Ostéoporose la prévention
Ostéoporose, une véritable épidémie silencieuse
L’ostéoporose se définit comme une maladie diffuse du squelette caractérisée par une diminution de la masse osseuse, avec non seulement une perte minérale mais aussi une altération de l’architecture du tissu osseux, telle qu’elle expose à un risque de fracture.
Cette maladie sournoise car indolore et silencieuse touche plus de 4 millions de femmes en France, 1 femme sur 3 après 50 ans mais seulement 600 000 d’entre elles en ont pris connaissance et se font suivre. Pourquoi silencieuse ? Parce que le premier symptôme sera la survenue d’une fracture. Cette maladie est responsable chaque année d’environ 50 000 fractures du poignet, 60 000 fractures de vertèbre et 60 000 du col du fémur.
L’os se renouvelle tout au long de la vie et on sait qu’il existe physiologiquement un équilibre dynamique entre le processus de destruction d’os ancien, assuré par des cellules appelées ostéoclastes et le processus de construction d’os nouveau et de minéralisation (ostéogénèse), fruit de l’activité des ostéoblastes.
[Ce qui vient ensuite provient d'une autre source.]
PR #63, opened 2022-02-02
fix SearchBar autocomplete options flickering for certain cases

oshi97:
updates SearchBar to clear the autocomplete whenever the dropdown closes, in order to remove stale autocomplete response data.

J=SLAP-1859
TEST=manual

autocomplete options no longer flicker
steps:
1. type "c" into search bar
2. either click on the "cawfee" autocomplete option, or submit it with the arrow keys + enter
3. click the search bar again, displays autocomplete options for "cawfee" and not "c" with no flickering
previously, would first briefly display the options for "c" before quickly changing to the options for "cawfee"

see that vertical links don't flicker, using the "locations" query and then selecting "locations that take mastercard and offer free wifi" `in Locations`

### DIFF
--- a/src/components/SearchBar.tsx
+++ b/src/components/SearchBar.tsx
@@ -144,13 +144,24 @@ export default function SearchBar({
     executeQueryWithNearMeHandling();
   }
 
+  function updateDropdownOptionsAndQuery(value: string) {
+    answersActions.setQuery(value);
+    if (renderEntityPreviews) {
+      const restrictVerticals = calculateRestrictVerticals(entityPreviews);
+      const universalLimit = calculateUniversalLimit(entityPreviews);
+      executeEntityPreviewsQuery(value, universalLimit, restrictVerticals);
+    }
+    autocompletePromiseRef.current = executeAutocomplete();
+  }
+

Tous ces phénomènes sont contrôlés par différentes hormones, dont les estrogènes, en fonction de la disponibilité nutritionnelle en calcium et en protéines.
La masse osseuse atteint sa densité maximale à la fin de l’adolescence puis on constate qu’elle diminue plus ou moins régulièrement mais en tout cas significativement et inéluctablement avec l’âge. Ce phénomène est donc considéré comme physiologique (ostéopénie physiologique) et les femmes ménopausées lui payent un lourd tribu en effet une perte osseuse due à la ménopause vient s’ajouter à ce phénomène physiologique lié à l’âge qui débute vers l’âge de 20 ans.
La carence en estrogènes augmente la vitesse du remodelage osseux mais va également provoquer un déséquilibre : les cellules osseuses sont détruites plus vite qu’elles ne sont reconstruites. On assiste alors à une accélération de la perte osseuse qui s’accentue dans les cinq premières années de la ménopause et se poursuit après 60 ans.
L’os perd de sa solidité car il fixe moins le calcium; le squelette devient poreux, fragile, cassant. Si au fur et à mesure des années la perte osseuse est trop importante, il y a risque de fracture.
L’ostéoporose frappe essentiellement le bassin, la colonne vertébrale et les côtes. D’autres os peuvent être touchés comme le poignet et le col du fémur. la fracture du col du fémur est la plus dangereuse: 80% des fractures du col du fémur sont dues à l’ostéoporose et 15% des femmes frappées décèdent dans l’année.
Prévention ostéoporose
Ostéoporose … un réel problème de santé publique! Il y a urgence à généraliser les moyens préventifs capables de retarder la maladie.
N’attendez pas la fracture ! Priorité au dépistage qui passe par l’ostéodensitométrie osseuse. Cet examen indolore permet de savoir si on court un risque, si on est en osteopénie ou si on est déjà atteinte d’ostéoporose
La perte de masse osseuse est la conséquence de plusieurs facteurs : le facteur hormonal (carence estrogénique de la ménopause, hyperthyroïdie) mais aussi la sédentarité, le tabagisme, l’excès de consommation d’alcool, la réduction de la ration calcique par une consommation insuffisante de fruits et légumes, sans oublier la diminution de l’absorption du calcium due au vieillissement et à des apports insuffisants en vitamine D.
La prévention de l’ostéoporose passe, bien sûr, par l’optimisation du capital osseux constitué pendant l’enfance et l’adolescence et la lutte contre les facteurs de risque. Il faudra pallier également la carence estrogénique. Le traitement hormonal de la ménopause, THS Bio identique reste le meilleur traitement préventif de l’ostéoporose.
La prévention passe par une activité physique régulière, favorable non seulement au cœur, aux vaisseaux et aux muscles, mais également capitale pour le bien-être des os. Le maintien d’une activité physique stimule l’ostéogénèse. En se contractant, les muscles tirent sur les os, favorisant ainsi leur solidité.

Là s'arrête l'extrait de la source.